Plain and simple – we do not run air conditioning units during the cold months of the year. Our rule of thumb is that when the average outside temp gets to be below 65ºF, no more AC testing.  Activating an AC unit in cold weather can cause serious damage to its compressor. Damage incurred from operating in the cold could necessitate costly repairs or even unit replacements. And we don’t want to be the cause of that! This limited inspection typically begins around October and lasts until March.

We can, however, offer a visual inspection to make sure there is no apparent visible issues with the unit. When possible, our inspectors will examine the exterior compressor and coolant lines for any signs of damage, defects, leaks etc. We also, of course, take a look at the portion of the unit inside the house, investigating the exterior of the evaporator coil and furnace.

limited inspection of AC unit

Similar rules apply for evaporative (or swamp) coolers, running them in cold temperatures could cause damage. Besides, most homeowners winterize their unit, which means disconnecting its water supply and draining the unit of all liquid. So the unit might not even be operable by the time we take a look at the inspection.

If the swamp cooler is winterized but not covered, our inspectors can open the unit up to look at its fan and pump and make sure it is properly drained. They might even be able to test the fan in the unit, if possible. But evaporative coolers are usually always covered when winterized.
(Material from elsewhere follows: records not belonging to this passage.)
PR #551, opened 2026-08-08
fix(workshop): null-safe user.id against the None require_auth_page allows

### LINKED ISSUE #547: Authenticated user gets a 500 when Spotify errors: workshop.html user.id is not null-safe against the None require_auth_page deliberately allows

chrisrogers37:
## What

`workshop.html` rendered `{{ user.id | tojson }}` (template `user` = `spotify_profile`) with no
null-guard. `require_auth_page` swallows `SpotifyError` from the profile fetch and continues with
`spotify_profile=None` deliberately — its own comment says a Spotify hiccup should not bounce an
authenticated user back to login, which is the right call. This line was the one place that did not
tolerate the `None` it produces, so a fully authenticated user with a valid session and a valid
playlist got a generic 500.

The expression now carries the same `(x or {}).get(...)` guard the handler already applies one line
above, at its `logger.info` call (`shuffify/routes/workshop.py:136`).

```diff
-    currentUserId: {{ user.id | tojson }},
+    {# spotify_profile is None whenever the profile fetch fails -- require_auth_page allows that by design. #}
+    currentUserId: {{ (user or {}).get('id') | tojson }},
```

Closes #547.

## Two values, opposite correct treatments

`require_auth_page` injects three kwargs, and two of them have **opposite** null contracts. This PR
adds a guard; #550, landing beside it, removes guards. Both are correct, and the reason belongs in
writing or the log reads as a contradiction later.

| Injected value | `None` past the decorator? | Correct treatment | Where the decorator decides |
|---|---|---|---|
| `user` (the DB row) | **No.** Every failure path returns before the handler runs — no API client, DB unavailable, no user row | Guarding it is dead code. Remove it | `routes/__init__.py:217-233` — three `redirect(...)` returns |
| `spotify_profile` | **Yes, deliberately.** `SpotifyError` from the profile fetch is swallowed and execution continues | Must be guarded at every use | `routes/__init__.py:235-241` — `except SpotifyError: spotify_profile = None`, whose comment says a Spotify hiccup should not bounce an authenticated user back to login |

So in one request path a guard is being removed and a guard is being added, and neither contradicts
the other. The rule is not "guard everything" or "guard nothing" — it is **guard exactly what the
decorator chose to let through**. `api` and `user` are authorization signals and the decorator
refuses the request without them; `spotify_profile` is presentation data and the decorator proceeds
without it on purpose.

The predictable failure this note exists to prevent: someone reads #550 as a general rule, strips
the guard this PR adds "for consistency", and reopens #547.

## The sweep — line 1195 is the only one

The point of `require_auth_page` tolerating a `None` profile is that a Spotify outage degrades
gracefully, and one unguarded reference anywhere on the page defeats that as completely as this one
did. So the whole template tree was swept for the same shape, not just the reported line.

**What I searched.** Not a grep for `user.` alone — the profile could reach a template under any
name, so I resolved the name first:

1. AST-enumerated every `render_template` call in `shuffify/` with its kwargs. The profile reaches a
   template only as `user=spotify_profile`, and only from three call sites (`workshop.py:141`,
   `settings.py:64`, `schedules.py:91`).
2. `grep -rnE "\buser\b" shuffify/templates/` — the full tree including `partials/` and `macros/`, so
   includes and macro call sites are covered. Twelve hits total after dropping `user-select`,
   `user_*` and the `/api/user-playlists` fetch URLs.
3. Checked both context-processor registrations (`shuffify/__init__.py:766`,
   `shuffify/routes/__init__.py:48`) in case one injected the profile globally under a second name.
   They inject `csp_nonce` and `current_year`. Nothing else.

**What would have invalidated that method, checked separately.** The enumeration in step 1 is only
complete if `render_template` is the sole render door, and the sweep in step 2 is only complete if a
template cannot reach the profile without a kwarg. Both were verified rather than assumed:

- No `render_template_string`, `stream_template` or `Template.from_string` anywhere in `shuffify/` —
  so step 1 enumerated every render, not merely many.
- No template reads the profile from `session` or `g`. Templates do read `session`, six times, but
  only for `spotify_token` (`base.html:131,151`, `index.html:21`) and `external_playlist_history`
  (`workshop.html:410,414`). This one matters because the word-boundary pattern in step 2 would not
  have matched a `session.user_data`-style binding.
- No `jinja_env.globals`, `add_template_global` or template filter registrations.

**Result — one hit, and it is the reported one:**

| Template | Profile refs | Verdict |
|---|---|---|
| `workshop.html` | 1 (line 1195) | **the bug** — fixed here |
| `settings.html` | 0 | receives `user=spotify_profile`, never dereferences it |
| `schedules.html` | 0 | receives `user=spotify_profile`, never dereferences it |
| `activity.html` | 0 | not passed a profile at all |
| `dashboard.html` | 10 | different provenance — see below |
| `base.html`, `index.html`, `partials/`, `macros/`, `errors/` | 0 | — |

`dashboard.html` is the one that looks like a second hit and is not. It is rendered from
`core.py:109`, inside `index()`, which is **not** on `require_auth_page` — its `user` comes from a
direct `AuthService.get_user_data(api)` call that bails to the error path rather than continuing with
`None`. Its ten references are also already guarded (`{% if user.images %}`, `{% if user.display_name %}`,
`{{ user.display_name or 'User avatar' }}`) and none reaches `tojson`.

Two things worth recording from the sweep:

- **`tojson` is what makes this fatal, not the dereference.** Flask uses Jinja's default `Undefined`,
  so `{{ user.display_name }}` on a `None` profile renders empty — degradation, not a crash. Only a
  filter that raises on `Undefined` turns it into a 500. That is why the ten guarded `dashboard.html`
  references are not latent 500s, and it is the property to check if a new reference is added.
- **`workshop_hub` (`/workshop`) renders `workshop.html` with no `user` kwarg at all**, which would
  make `user` `Undefined` unconditionally. It does not crash because line 1195 sits inside
  `{% if playlist %}` (opened at line 1176) and the hub passes `playlist=None`. Stated because it is
  a real second path to the same line, currently closed only by that enclosing conditional.

## Tests

Two tests in `tests/routes/test_workshop_routes.py::TestWorkshopPage`, mocking
`AuthService.get_user_data` to raise `SpotifyError` on an otherwise fully valid authenticated
request:

- `test_workshop_renders_when_spotify_profile_is_unavailable` — asserts 200 with the page rendered,
  and `currentUserId: null`.
- `test_workshop_emits_the_real_user_id_when_profile_is_available` — asserts the guard does not cost
  the real id.

**Mutation-checked in both directions**, because the first test alone is satisfied by deleting the
line or hardcoding `null`:

| Template line under test | profile-missing test | profile-present test |
|---|---|---|
| `{{ user.id \| tojson }}` (reverted) | **FAILED** — `TypeError: Object of type Undefined is not JSON serializable` | PASSED |
| `{{ None \| tojson }}` (hardcoded null) | PASSED | **FAILED** |
| `{{ (user or {}).get('id') \| tojson }}` (this PR) | PASSED | PASSED |

Each mutation kills exactly one test, so neither can be satisfied by the shortcut that satisfies the
other. The reverted-fix run reproduces the exact error from the issue independently.

`currentUserId` degrading to `null` is safe at its one consumer, `workshop.html:2584`:
`pl.owner_id && pl.owner_id !== workshopState.currentUserId` reads it as "not yours", which is the
conservative direction.

## Verification

Branched off fresh `main` at `437882d` (includes #512 and #544).

- **Full suite, before/after against a clean `origin/main` worktree:**
  baseline `rc=0`, **2181 passed**, 1 skipped, 0 failed → after `rc=0`, **2183 passed**, 1 skipped,
  0 failed. No new failures; the delta is exactly the two tests added here.

  The first draft of these tests **did** break a third one, which is worth recording because the
  comparison is the only thing that caught it. I copied the mock style from the two tests already in
  `test_workshop_routes.py`, and those two are precisely the ones `test_mock_spec_contract.py` has
  grandfathered — so the new tests took the file from its allowed 2 unspec'd `AuthService` stand-ins
  to 4 and tripped the #521 ratchet. Fixed as that ratchet asks rather than by raising its allowance:
  `autospec=True` on both new patches, which also makes these tests fail on a rename of
  `get_user_data` / `get_authenticated_api` / `validate_session_token`, which is what the guard is
  for. The mutation matrix above was re-run afterwards, since editing test decorators can retire the
  discriminator; it still separates in both directions.
- `ruff check .` → **All checks passed!** (CI runs the whole tree, not `shuffify/` — `CLAUDE.md`
  states the narrower command.)
- `./scripts/build-css.sh --check` → **OK, committed stylesheet matches the current sources.** Run
  because this PR edits a template and the compiled stylesheet is committed.
- `black --check shuffify/` → 54 files would be reformatted. Pre-existing drift, `continue-on-error`
  in CI, and untouched by this PR — the only `shuffify/` file changed here is a `.html`.

## Note for a follow-up, not fixed here

`CLAUDE.md` documents the lint gate as `ruff check shuffify/`; `.github/workflows/ci.yml:59` runs
`ruff check .`, and the workflow's own comment explains that widening was deliberate. Anyone
following the documented pre-push command lints less than CI does. Out of scope for this fix — happy
to open an issue.

https://claude.ai/code/session_01VDF644wejEcjXruxVehzoH


chrisrogers37:

Verified against the real trigger, not the PR's description of it. Cloned at PR head, real venv, ran the actual tests, then mutation-tested independently.

**1. The core fix, under the real trigger.** Ran both new tests directly: `test_workshop_renders_when_spotify_profile_is_unavailable` and `test_workshop_emits_the_real_user_id_when_profile_is_available`, both PASS. Confirmed they use the trigger that matters — `mock_auth_svc.get_user_data.side_effect = SpotifyError(...)` on an otherwise fully valid authenticated request — not a hand-passed `None` into the template context, which would exercise less.

**Mutation-tested myself:** reverted the two-line fix to bare `{{ user.id | tojson }}`, re-ran under the same real trigger:
```
FAILED ...test_workshop_renders_when_spotify_profile_is_unavailable - TypeError: Object of type Undefined is not JSON serializable
```
Exact reproduction of the issue's traceback. The profile-present test stayed green (correctly — that mutation only breaks the None case). Restored, diffed byte-identical to pristine. Not a decoy.

**2. The sweep — audited, not just noted as present.** It's documented (methodology + an explicit negative: "one hit, and it is the reported one"), which is the bar. I independently re-derived the classification rather than trust the table: grepped `\buser\b` across the whole template tree myself and got 11 real references outside settings.html/schedules.html (which receive the profile but never touch it) — 10 in `dashboard.html`, 1 in `workshop.html` (the fix). Matches the PR's table exactly.

Chased two apparent discrepancies before trusting my own count — both were my own grep's fault (`-o` stripped line context my exclude-filter needed, so `/api/user-playlists` fetch URLs and a `user-select` CSS rule slipped through on the first pass), not gaps in the sweep. Worth saying so rather than silently fixing it.

Verified the two structural claims that make the sweep's conclusion actually hold, not just its arithmetic:
- `dashboard.html`'s different provenance: `core.py`'s `index()` has no `require_auth_page` decorator; `user` comes from a direct `AuthService.get_user_data(api)` call whose failure bails to `clear_session_and_show_login(...)`, not a continue-with-None. Its ten guarded references were never protecting against this failure mode to begin with — confirmed, not just asserted.
- `workshop_hub` (`/workshop`, no playlist selected): passes `playlist=None` and no `user` kwarg at all. Line 1196 sits inside `{% if playlist %}` opened immediately above it — confirmed by reading the template directly. Accurately disclosed as a real second path, currently closed only by that conditional, not overclaimed as impossible.

**3. The distinction that has to survive — already explicit, and I checked it against the code rather than the prose.** The CHANGELOG bullet states it directly: `user` (the DB row, disambiguated by name from the template's `user`=spotify_profile — worth noting since both are informally "user" and that's exactly the collision that could confuse someone) can never be `None` past the decorator because every failure path redirects first; `spotify_profile` can be `None` by design because only its fetch is caught-and-continued. Read `routes/__init__.py:205-241` directly: three redirect paths (`require_auth()` failure, DB unavailable, missing db user) all return before `spotify_profile` is ever attempted; only that one call's `SpotifyError` is swallowed to `None`. Matches exactly. #550's removed `user` guards and this PR's added `spotify_profile` guard are both correct, for stated, verified, opposite reasons — this shouldn't confuse someone in six months.

**4. Merge sequencing (flagging, not fixing).** #550 and #551 share exactly one file, `CHANGELOG.md`, and nothing else — confirmed via both file lists. Whichever Chris merges second will need a CHANGELOG rebase, not a real conflict. Chris's call on order.

No merge from me.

In any case, our inspectors will try to visually inspect the system as much as possible. They will also look for any apparent signs of damage or rust.

Comment from a Scott Home Inspection report citing a limited inspection on a cooling system.


As you may have guessed, sprinklers are another item that we cannot test during winter months. Most home owners will have winterized their systems by that point. Sprinkler winterization is the process of using pressurized air to clear all the excess moisture out of the line, to prevent damage caused by cold temperatures.

In Colorado, homeowners should generally start winterizing their sprinkler systems around October. However, sometimes we will have a relatively mild fall season, so you can get away with keeping your sprinkler system active for longer. In these cases, we will continue to test sprinklers, as long as they remain unwinterized.

If the sprinklers are winterized, we will still comment on the condition of the backflow preventer, shut-off, and controller.


Being located in such a snowy region means we often experience limited inspections of roofs. If a roof is covered in snow, our inspectors will be unable to walk it and make any determination as to the condition or quality of the roof material. Sometimes if the roof is partially covered by snow, the inspector may be able to evaluate certain portions of the roof. But even in those cases, it is best to have a completely uninhibited view of the roof. What if there is a serious defect hidden under the snow?!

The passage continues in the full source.